Si vous êtes faible et que vous cédez au premier plaisir qui se présente, quand le désir se présentera, vous tomberez dans son piège. Si vous vous laissez souvent tenter par vos envies, cela deviendra habituel car les pollutions mentales sont toujours à l’affut d’une occasion de vous tenter, de vous stimuler. Quand on essaie de se libérer d’une accoutumance – au café, à la cigarette ou à la viande – c’est difficile parce que l’envie revient toujours nous tenter : « Prends-en juste un peu. Juste pour goûter. Ce n’est pas bien grave. » Le désir sait comment nous leurrer, exactement comme le poisson se fait prendre par un leurre qui dissimule l’hameçon : au début, il n’en mange qu’un petit peu puis encore un petit peu et encore jusqu’à, inévitablement, se faire prendre. Les démons des pollutions mentales nous cernent de tous côtés. Une fois que nous cédons à leurs délicieuses saveurs, nous sommes certains de nous faire prendre à l’hameçon. Nous avons beau nous démener et nous débattre, nous ne pouvons pas nous libérer.
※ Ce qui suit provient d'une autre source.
PR #818, opened 2017-08-30
Add OpenSSL names for ARIA ciphers

dcooper16:
A PR was just accepted into the master branch of https://github.com/openssl/openssl that specifies OpenSSL names for the ARIA GCM cipher suites: https://github.com/openssl/openssl/commit/bc32673869842c7f00ae7016040a612f516ead7e. This PR adds these OpenSSL names to the cipher-mapping.txt file. It also changes the description of the encryption algorithm for these ciphers from "ARIA" to "ARIAGCM" to be consistent with OpenSSL and with the other GCM ciphers in the cipher-mapping.txt file.

In addition, OpenSSL names for some of the ARIA CBC ciphers are provided in https://github.com/openssl/openssl/blob/master/doc/man1/ciphers.pod, and this PR adds those OpenSSL names to the cipher-mapping.txt file as well.


drwetter:
thx

PR #820, opened 2017-09-11
Fixed file output error in case of insecure redirect

seccubus:
In case of an insecure redirect a duplicate finding would be logged.

First finding would be HTTP_STATUS_CODE with severity HIGH and content ','.
Second finding would be HTTP_STATUS_CODE with severity INFO with the correct status code.

Now two findings will be created. 
1) insecure_redirect severity high with redirect URL
2) http_status_code with severity info and the redirect message


drwetter:
Thx!

PR #2042, opened 2021-11-15
Check file permissions on ./testssl.sh

dcooper16:
This PR adds a check that ./testssl.sh has both read and execute permission. If ./testssl.sh is lacking execute permission, it will pass the tests in 00_testssl_help.t and 01_testssl_banner.t, which run the program as `bash ./testssl.sh`, but will fail the subsequent tests, which run the program as `./testssl.sh`, but the reason for the failure will not be clear.

I accidentally created a branch in which ./testssl.sh did not have execute permission. That caused the Travis/CI tests to fail, but it took me a long time to discover the reason for the failure.

### DIFF
--- a/t/00_testssl_help.t
+++ b/t/00_testssl_help.t
@@ -4,6 +4,7 @@
 
 use strict;
 use Test::More;
+use File::stat;
 
 my $tests = 0;
 my $fileout="";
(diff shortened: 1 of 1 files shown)


drwetter:
okay & thanks, David!

PR #2043, opened 2021-11-15
Fix some Shellcheck issues

dcooper16:
This PR fixes a few issues found by Shellcheck.

Shellcheck noted that `cipher_pref_check()` was using `ciphers_found` as both a string and an array. It also caught extra ']]' in `run_server_preference()`, and it complained about having expressions of the form `x || y || z` in parenthesis, given that the parenthesis were not necessary.


drwetter:
Thanks, again!

PR #2044, opened 2021-11-22
Fix sub_cipherlists()

dcooper16:
This PR fixes a bug in `sub_cipherlists()` when using sockets to test whether a server supports a set of ciphers with SSLv2. Code that is supposed to extract the list of SSLv2 ciphers to test for is incorrectly reading from the list of non-SSLv2 ciphers.


drwetter:
thanks, David!

PR #2057, opened 2021-12-06
Simplify check for git working tree

mspncp:
Sending the entire log to /dev/null is a rather expensive way of checking whether
we are inside a git working tree. Use `git rev-parse --is-inside-work-tree` instead.


drwetter:
Oh, yes. Good catch! Mind to backport that?

mspncp:
See #2058. I tried to figure out your workflow by looking at the git log. Hope I got it right.

PR #2058, opened 2021-12-06
Simplify check for git working tree in 3.0

mspncp:
Sending the entire log to /dev/null is a rather expensive way of checking whether
we are inside a git working tree. Use `git rev-parse --is-inside-work-tree` instead.

(cherry picked from commit 1e3f9329320028f81e2dfd26b2cb8f01fbba7eb1)


drwetter:
thanks again!

PR #2059, opened 2021-12-07
Simplify extracting Git information

dcooper16:
testssl.sh currently calls `git log --format='%h %ci' -1 2>/dev/null` three times. This PR changes testssl.sh to make this call just once and then use Bash string manipulation to extract the necessary information from the result.


drwetter:
yes, thanks again!

PR #2063, opened 2021-12-08
Document $keyopts

dcooper16:
Shellcheck complains on line 2234 that keyopts is referenced but not assigned and there is no explanation in the code (or in the documentation) why "$keyopts" is there. This commit adds a comment so that "$keyopts" isn't deleted as part of a code cleanup.


drwetter:
thanks!

PR #2064, opened 2021-12-09
Fix JSON section headers

dcooper16:
This PR fixes two issues with the headers in the structured JSON output. First, if `run_cipher_match()` is performed the header that is used is "pretest" rather than "singleCipher". Second, the headers for "serverPreferences" and "fs" are swapped.


drwetter:
ok, thanks for both PRs!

Vous devez réaliser que vaincre vos ennemis – les désirs et les pollutions qui obstruent le cœur et l’esprit – n’est pas une mince affaire. Cette bataille n’a rien d’ordinaire. Vous ne pouvez pas vous permettre d’être faible ou indolent mais vous devez aussi savoir évaluer votre force. Les pollutions mentales et les désirs ont la puissance de démons ; vous devez donc apprendre à exercer vos efforts au mieux pour les vaincre et les détruire.